Group migration: improve robustness while deleting workspace groups (#2247)

asnare · web-flow · commit cf9d1cf7978f · 2024-07-25T17:57:08.000+02:00
## Changes This PR updates the group manager so that deleting workspace groups is more reliable. Changes include: - We no longer skip deletion of groups that don't appear to be present. Due to eventual consistency issues this was occurring with groups that had recently been renamed (to their temporary name). - Deletion now waits for the effects of deletion to be visible by double-checking that a group can no longer be directly retrieved from the API, and that it no longer appears in the list of groups during enumeration. (Due to API limitations this is not a guarantee that the groups are no longer visible, but it does decrease the likelihood of anything noticed afterwards.) - Improved logging. A subsequent PR will update group renaming to use a similar approach to that here. ### Linked issues Resolves #2227. ### Functionality - modified existing workflow: `remove-workspace-local-backup-groups` ### Tests - updated unit tests - updated integration tests
diff --git a/src/databricks/labs/ucx/workspace_access/groups.py b/src/databricks/labs/ucx/workspace_access/groups.py
@@ -380,6 +380,16 @@ def generate_migrated_groups(self) -> Iterable[MigratedGroup]:
             )
 
 
+class GroupDeletionIncompleteError(RuntimeError):
+    __slots__ = ("group_id", "display_name")
+
+    def __init__(self, group_id: str, display_name: str | None) -> None:
+        msg = f"Group deletion incomplete: {display_name if display_name else '<name-missing>'} (id={group_id})"

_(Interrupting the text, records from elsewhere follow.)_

PR #914, opened 2023-01-05
feat: notification config builder

### LINKED ISSUE #912: just_audio_background: notification builder
It would be very helpful to have customizable notification behavior for `just_audio_background`.

Expose builder for modifying notification config.

Its's possible to add config? But I think it wound add unnecessary complexity.

**Additional context**
Currently notification properties is controlled via this chunk of code:

https://github.com/ryanheise/just_audio/blob/0098b9b38891cc06ed33ff4a7996d65606e3d193/just_audio_background/lib/just_audio_background.dart#L679-L694

So we can make a builder that will receive micro state snapshot (has previous, has next, etc), and use it's result in this method.

I think its overkill to use `audio_service` for this single change, because you would need to reinvent (or copy-paste) 99% of already existing code from `just_audio_background`.

Zekfad:
resolves #912 

adds `NotificationConfig` that contains config
adds `NotificationConfigBuilder` that is used to accure config
adds `PlayerStateSnapshot` that provides access to state to builder

### DIFF
--- a/just_audio_background/lib/just_audio_background.dart
+++ b/just_audio_background/lib/just_audio_background.dart
@@ -11,6 +11,7 @@ export 'package:audio_service/audio_service.dart' show MediaItem;
 
 late SwitchAudioHandler _audioHandler;
 late JustAudioPlatform _platform;
+late NotificationConfigBuilder _notificationConfigBuilder;
 
 /// Provides the [init] method to initialise just_audio for background playback.
 class JustAudioBackground {
@@ -48,6 +49,7 @@ class JustAudioBackground {
     Duration rewindInterval = const Duration(seconds: 10),
     bool preloadArtwork = false,
     Map<String, dynamic>? androidBrowsableRootExtras,
+    NotificationConfigBuilder? notificationConfigBuilder,
   }) async {
     WidgetsFlutterBinding.ensureInitialized();
     await _JustAudioBackgroundPlugin.setup(
@@ -69,6 +71,7 @@ class JustAudioBackground {
       rewindInterval: rewindInterval,
       preloadArtwork: preloadArtwork,
       androidBrowsableRootExtras: androidBrowsableRootExtras,
+      notificationConfigBuilder: notificationConfigBuilder,
     );
   }
 }
@@ -91,7 +94,10 @@ class _JustAudioBackgroundPlugin extends JustAudioPlatform {
     Duration rewindInterval = const Duration(seconds: 10),
     bool preloadArtwork = false,
     Map<String, dynamic>? androidBrowsableRootExtras,
+    NotificationConfigBuilder? notificationConfigBuilder,
   }) async {
+    _notificationConfigBuilder = notificationConfigBuilder
+      ?? _PlayerAudioHandler._defaultNotificationConfigBuilder;
     _platform = JustAudioPlatform.instance;
     JustAudioPlatform.instance = _JustAudioBackgroundPlugin();
     _audioHandler = await AudioService.init(
@@ -165,7 +171,7 @@ class _JustAudioPlayer extends AudioPlayerPlatform {
   late final _PlayerAudioHandler _playerAudioHandler;
 
   _JustAudioPlayer({required String id}) : super(id) {
-    _playerAudioHandler = _PlayerAudioHandler(id);
+    _playerAudioHandler = _PlayerAudioHandler._(id);
     _audioHandler.inner = _playerAudioHandler;
     _audioHandler.playbackState.listen((playbackState) {
       broadcastPlaybackEvent();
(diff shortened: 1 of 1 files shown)


Zekfad:
@ryanheise here's discussed prototype.
Default behavior is preserved and working (I've done testing on chrome and my android phone).
I've also added `PlayerStateSnapshot` to expose state, because `_PlayerAudioHandler` is internal, has many methods and properties that are undesirable to be exposed.

just_audio_background/lib/just_audio_background.dart
```diff
@@ -165,7 +171,7 @@ class _JustAudioPlayer extends AudioPlayerPlatform {
   late final _PlayerAudioHandler _playerAudioHandler;
 
   _JustAudioPlayer({required String id}) : super(id) {
-    _playerAudioHandler = _PlayerAudioHandler(id);
+    _playerAudioHandler = _PlayerAudioHandler._(id);
```
ryanheise: This change is unnecessary since the class itself is private.

just_audio_background/lib/just_audio_background.dart
```diff
@@ -839,3 +859,42 @@ extension _ValueStreamExtension<T> on ValueStream<T> {
...
+  /// More info: https://developer.android.com/about/versions/13/behavior-changes-13#playback-controls
+  final List<int>? androidCompactActionIndices;
+  final List<MediaControl> controls;
+  final Set<MediaAction> systemActions;
+}
+
+
+/// Snapshot of current player state.
+/// Used to provide data to [NotificationConfigBuilder].
+abstract class PlayerStateSnapshot {
```
ryanheise: It's unfortunate to replicate existing state classes that are in just_audio, but just_audio_background should not depend on just_audio so this is understandable for now.

Eventually, I think these state classes should be defined in just_audio_platform_interface where they can be reused.

just_audio_background/lib/just_audio_background.dart
```diff
@@ -839,3 +859,42 @@ extension _ValueStreamExtension<T> on ValueStream<T> {
...
+  /// -1 if no next index available
+  int get nextIndex;
+  /// -1 if no previous index available
+  int get previousIndex;
+  /// Whether player is currently in playing state.
+  bool get playing;
+  /// Whether player is currently paused.
+  bool get paused => !playing;
```
ryanheise: I'd rather not have a redundant `paused` since it has no basis in just_audio's existing API design.

just_audio_background/lib/just_audio_background.dart
Zekfad: Ah, yes, that remained from my first attempt, will re vert this.

just_audio_background/lib/just_audio_background.dart
Zekfad: So, is this in scope of this PR, if so, tell me where I should move it, please?

just_audio_background/lib/just_audio_background.dart
Zekfad: I thought it would be convenient for end user to have paused getter, bit I'll remove it then, no prob

just_audio_background/lib/just_audio_background.dart
ryanheise: That comment was just to recognise the need for something now even though it should be moved elsewhere in the future.

But as it is, is  this really a "snapshot"? It looks like you're using this as a mixin (although you defined it as an abstract class instead of a mixin). That means that this package is now returning a reference to an internal class which it probably shouldn't. If the so-called snapshot is actually an object where the values may change behind the scenes, then it is not really a snapshot. I think it would be far less surprising to create an immutable state object, and to build a new instance of it each time a new state needs to be broadcast.

As for naming, and considering where these state objects will likely move in the future, I would say we do not know at this stage what that future state object will look like, and anything we might come up with now would be rather narrow in its vision. So to avoid any future problems, it might be best to choose a class name for this state that is obviously specific to this particular package rather than some name that we might want to reserve for the future ideal API.

ryanheise:
Just as an update on where I'm at with this PR, I am not yet 100% sure on which way we want to go on the API design.

If we look at the default implementation of the notification builder:

```dart
_defaultNotificationConfigBuilder(PlayerStateSnapshot state) {
    final controls = [
      if (state.hasPrevious) MediaControl.skipToPrevious,
      if (state.playing) MediaControl.pause else MediaControl.play,
      MediaControl.stop,
      if (state.hasNext) MediaControl.skipToNext,
    ];
    return NotificationConfig(
        controls: controls,
        systemActions: const {
          MediaAction.seek,
          MediaAction.seekForward,
          MediaAction.seekBackward,
        },
        androidCompactActionIndices: List.generate(controls.length, (i) => i)
          ..removeAt(controls.indexOf(MediaControl.stop)));
  }
```

I still find this `PlayerStateSnapshot` problematic. Of course as discussed I think eventually just_audio should be restructured so that the state classes are moved into the platform interface package where they can be reused, so we don't have this redundant data structure. Right now, it is not possible to, say, declare the parameter type of this builder function to be `AudioPlayer` since just_audio_background cannot introduce a compile time dependency on just_audio. However, the app itself CAN have a compile time dependency on both just_audio and just_audio_background, and so one option is to simply remove this parameter, and allow the app to hold onto its own reference to the `AudioPlayer` instance and query its state.

In terms of API naming, an app may display other kinds of notifications, and so it may perhaps be a good idea to prefix these class names with `Media`. So, `MediaNotificationConfig` and `MediaNotificationConfigBuilder` (and also see if it's possible to delete `PlayerStateSnapshot`).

+        super().__init__(msg)
+        self.group_id = group_id
+        self.display_name = display_name
+
+
 class GroupRenameIncompleteError(RuntimeError):
     __slots__ = ("group_id", "old_name", "new_name")
 
@@ -530,27 +540,49 @@ def get_migration_state(self) -> MigrationState:
         return MigrationState(self.snapshot())
 
     def delete_original_workspace_groups(self):
-        tasks = []
-        workspace_groups_in_workspace = self._workspace_groups_in_workspace()
         account_groups_in_workspace = self._account_groups_in_workspace()
         migrated_groups = self.snapshot()
         logger.info(f"Starting to remove {len(migrated_groups)} migrated workspace groups...")
+        # Group deletion is eventually consistent, and not monotonically consistent, with a rather long time to
+        # converge: internally API caches some things for up to 60s. To avoid excessive wait times when large numbers of
+        # groups need to be deleted (some deployments have >10K groups) we use the following steps:
+        #  1. Delete the groups.
+        #  2. Confirm that direct GETs no longer see the group.
+        #  3. Confirm that account enumeration no longer includes the deleted groups.
+        deletion_tasks = []
+        waiting_tasks = []
+        deleted_groups = []
         for migrated_group in migrated_groups:
-            if migrated_group.temporary_name not in workspace_groups_in_workspace:
-                logger.info(f"Skipping {migrated_group.name_in_workspace}: no longer in workspace")
-                continue
             if migrated_group.name_in_account not in account_groups_in_workspace:
-                logger.info(f"Skipping {migrated_group.name_in_account}: not reflected in workspace")
+                logger.warning(
+                    f"Not deleting group {migrated_group.temporary_name}(id={migrated_group.id_in_workspace}) (originally {migrated_group.name_in_workspace}): its migrated account group ({migrated_group.name_in_account}) cannot be found."
+                )
                 continue
-            tasks.append(
+            deletion_tasks.append(
                 functools.partial(
                     self._delete_workspace_group, migrated_group.id_in_workspace, migrated_group.temporary_name
                 )
             )
-        _, errors = Threads.gather("removing original workspace groups", tasks)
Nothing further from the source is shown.